### WHAT YOU NEED TO DO
Every record must come back exactly as given.

### DATA PROVIDED
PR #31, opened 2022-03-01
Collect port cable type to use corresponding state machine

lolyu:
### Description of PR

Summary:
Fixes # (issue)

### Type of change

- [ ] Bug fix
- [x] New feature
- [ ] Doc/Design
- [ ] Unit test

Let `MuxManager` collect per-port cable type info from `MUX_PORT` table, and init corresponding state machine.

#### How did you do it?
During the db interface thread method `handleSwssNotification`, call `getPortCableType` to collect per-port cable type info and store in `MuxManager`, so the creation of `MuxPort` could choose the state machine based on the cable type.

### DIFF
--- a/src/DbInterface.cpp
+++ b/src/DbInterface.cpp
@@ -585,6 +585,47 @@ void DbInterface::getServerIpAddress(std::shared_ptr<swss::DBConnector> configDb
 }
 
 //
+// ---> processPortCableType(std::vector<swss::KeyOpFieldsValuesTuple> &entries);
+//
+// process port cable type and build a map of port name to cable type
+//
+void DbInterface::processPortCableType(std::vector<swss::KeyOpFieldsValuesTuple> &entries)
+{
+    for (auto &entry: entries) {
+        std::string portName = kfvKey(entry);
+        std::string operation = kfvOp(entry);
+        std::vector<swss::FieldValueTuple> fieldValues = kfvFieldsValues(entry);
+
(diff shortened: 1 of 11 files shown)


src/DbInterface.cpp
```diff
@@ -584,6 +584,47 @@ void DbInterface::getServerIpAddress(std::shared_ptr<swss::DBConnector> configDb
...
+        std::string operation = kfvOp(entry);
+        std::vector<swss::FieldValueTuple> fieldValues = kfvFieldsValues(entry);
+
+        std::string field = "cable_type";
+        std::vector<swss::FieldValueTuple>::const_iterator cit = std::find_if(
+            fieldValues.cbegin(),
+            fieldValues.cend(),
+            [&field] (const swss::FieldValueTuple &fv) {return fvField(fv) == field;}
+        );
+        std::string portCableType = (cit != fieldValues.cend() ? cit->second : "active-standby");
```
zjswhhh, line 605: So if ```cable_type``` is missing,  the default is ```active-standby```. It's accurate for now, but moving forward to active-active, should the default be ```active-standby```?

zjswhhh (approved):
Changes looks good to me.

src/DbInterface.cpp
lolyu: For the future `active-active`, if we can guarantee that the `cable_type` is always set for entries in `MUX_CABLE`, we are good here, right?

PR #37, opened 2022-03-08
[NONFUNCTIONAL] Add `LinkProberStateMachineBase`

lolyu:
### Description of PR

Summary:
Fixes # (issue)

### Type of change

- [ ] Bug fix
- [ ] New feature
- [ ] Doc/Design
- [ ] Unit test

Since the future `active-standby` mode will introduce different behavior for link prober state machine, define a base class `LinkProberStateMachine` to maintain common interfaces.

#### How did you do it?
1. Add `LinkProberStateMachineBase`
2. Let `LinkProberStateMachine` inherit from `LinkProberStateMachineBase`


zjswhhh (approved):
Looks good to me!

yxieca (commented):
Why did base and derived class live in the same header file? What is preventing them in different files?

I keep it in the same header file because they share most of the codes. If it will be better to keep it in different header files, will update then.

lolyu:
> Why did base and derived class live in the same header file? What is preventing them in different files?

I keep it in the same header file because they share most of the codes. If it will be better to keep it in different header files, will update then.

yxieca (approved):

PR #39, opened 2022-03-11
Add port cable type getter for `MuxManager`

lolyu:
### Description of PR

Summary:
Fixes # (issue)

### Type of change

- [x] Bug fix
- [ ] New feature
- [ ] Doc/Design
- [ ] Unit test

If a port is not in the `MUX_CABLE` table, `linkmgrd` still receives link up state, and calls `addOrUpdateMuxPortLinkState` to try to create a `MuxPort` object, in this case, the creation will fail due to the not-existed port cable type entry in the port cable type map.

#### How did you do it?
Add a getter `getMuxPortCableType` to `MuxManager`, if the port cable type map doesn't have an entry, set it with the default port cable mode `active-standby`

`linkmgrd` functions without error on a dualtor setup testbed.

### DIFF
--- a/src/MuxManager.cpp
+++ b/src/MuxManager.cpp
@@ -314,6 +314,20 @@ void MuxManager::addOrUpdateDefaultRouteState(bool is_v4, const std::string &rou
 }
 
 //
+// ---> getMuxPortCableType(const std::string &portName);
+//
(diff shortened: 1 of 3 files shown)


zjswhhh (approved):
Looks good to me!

### RESPONSE TO THE EXERCISE
PR #31, opened 2022-03-01
Collect port cable type to use corresponding state machine

lolyu:
### Description of PR

Summary:
Fixes # (issue)

### Type of change

- [ ] Bug fix
- [x] New feature
- [ ] Doc/Design
- [ ] Unit test

Let `MuxManager` collect per-port cable type info from `MUX_PORT` table, and init corresponding state machine.

#### How did you do it?
During the db interface thread method `handleSwssNotification`, call `getPortCableType` to collect per-port cable type info and store in `MuxManager`, so the creation of `MuxPort` could choose the state machine based on the cable type.

### DIFF
--- a/src/DbInterface.cpp
+++ b/src/DbInterface.cpp
@@ -585,6 +585,47 @@ void DbInterface::getServerIpAddress(std::shared_ptr<swss::DBConnector> configDb
 }
 
 //
+// ---> processPortCableType(std::vector<swss::KeyOpFieldsValuesTuple> &entries);
+//
+// process port cable type and build a map of port name to cable type
+//
+void DbInterface::processPortCableType(std::vector<swss::KeyOpFieldsValuesTuple> &entries)
+{
+    for (auto &entry: entries) {
+        std::string portName = kfvKey(entry);
+        std::string operation = kfvOp(entry);
+        std::vector<swss::FieldValueTuple> fieldValues = kfvFieldsValues(entry);
+
(diff shortened: 1 of 11 files shown)


src/DbInterface.cpp
```diff
@@ -584,6 +584,47 @@ void DbInterface::getServerIpAddress(std::shared_ptr<swss::DBConnector> configDb
...
+        std::string operation = kfvOp(entry);
+        std::vector<swss::FieldValueTuple> fieldValues = kfvFieldsValues(entry);
+
+        std::string field = "cable_type";
+        std::vector<swss::FieldValueTuple>::const_iterator cit = std::find_if(
+            fieldValues.cbegin(),
+            fieldValues.cend(),
+            [&field] (const swss::FieldValueTuple &fv) {return fvField(fv) == field;}
+        );
+        std::string portCableType = (cit != fieldValues.cend() ? cit->second : "active-standby");
```
zjswhhh, line 605: So if ```cable_type``` is missing,  the default is ```active-standby```. It's accurate for now, but moving forward to active-active, should the default be ```active-standby```?

zjswhhh (approved):
Changes looks good to me.

src/DbInterface.cpp
lolyu: For the future `active-active`, if we can guarantee that the `cable_type` is always set for entries in `MUX_CABLE`, we are good here, right?

PR #37, opened 2022-03-08
[NONFUNCTIONAL] Add `LinkProberStateMachineBase`

lolyu:
### Description of PR

Summary:
Fixes # (issue)

### Type of change

- [ ] Bug fix
- [ ] New feature
- [ ] Doc/Design
- [ ] Unit test

Since the future `active-standby` mode will introduce different behavior for link prober state machine, define a base class `LinkProberStateMachine` to maintain common interfaces.

#### How did you do it?
1. Add `LinkProberStateMachineBase`
2. Let `LinkProberStateMachine` inherit from `LinkProberStateMachineBase`


zjswhhh (approved):
Looks good to me!

yxieca (commented):
Why did base and derived class live in the same header file? What is preventing them in different files?

I keep it in the same header file because they share most of the codes. If it will be better to keep it in different header files, will update then.

lolyu:
> Why did base and derived class live in the same header file? What is preventing them in different files?

I keep it in the same header file because they share most of the codes. If it will be better to keep it in different header files, will update then.

yxieca (approved):

PR #39, opened 2022-03-11
Add port cable type getter for `MuxManager`

lolyu:
### Description of PR

Summary:
Fixes # (issue)

### Type of change

- [x] Bug fix
- [ ] New feature
- [ ] Doc/Design
- [ ] Unit test

If a port is not in the `MUX_CABLE` table, `linkmgrd` still receives link up state, and calls `addOrUpdateMuxPortLinkState` to try to create a `MuxPort` object, in this case, the creation will fail due to the not-existed port cable type entry in the port cable type map.

#### How did you do it?
Add a getter `getMuxPortCableType` to `MuxManager`, if the port cable type map doesn't have an entry, set it with the default port cable mode `active-standby`

`linkmgrd` functions without error on a dualtor setup testbed.

### DIFF
--- a/src/MuxManager.cpp
+++ b/src/MuxManager.cpp
@@ -314,6 +314,20 @@ void MuxManager::addOrUpdateDefaultRouteState(bool is_v4, const std::string &rou
 }
 
 //
+// ---> getMuxPortCableType(const std::string &portName);
+//
(diff shortened: 1 of 3 files shown)


zjswhhh (approved):
Looks good to me!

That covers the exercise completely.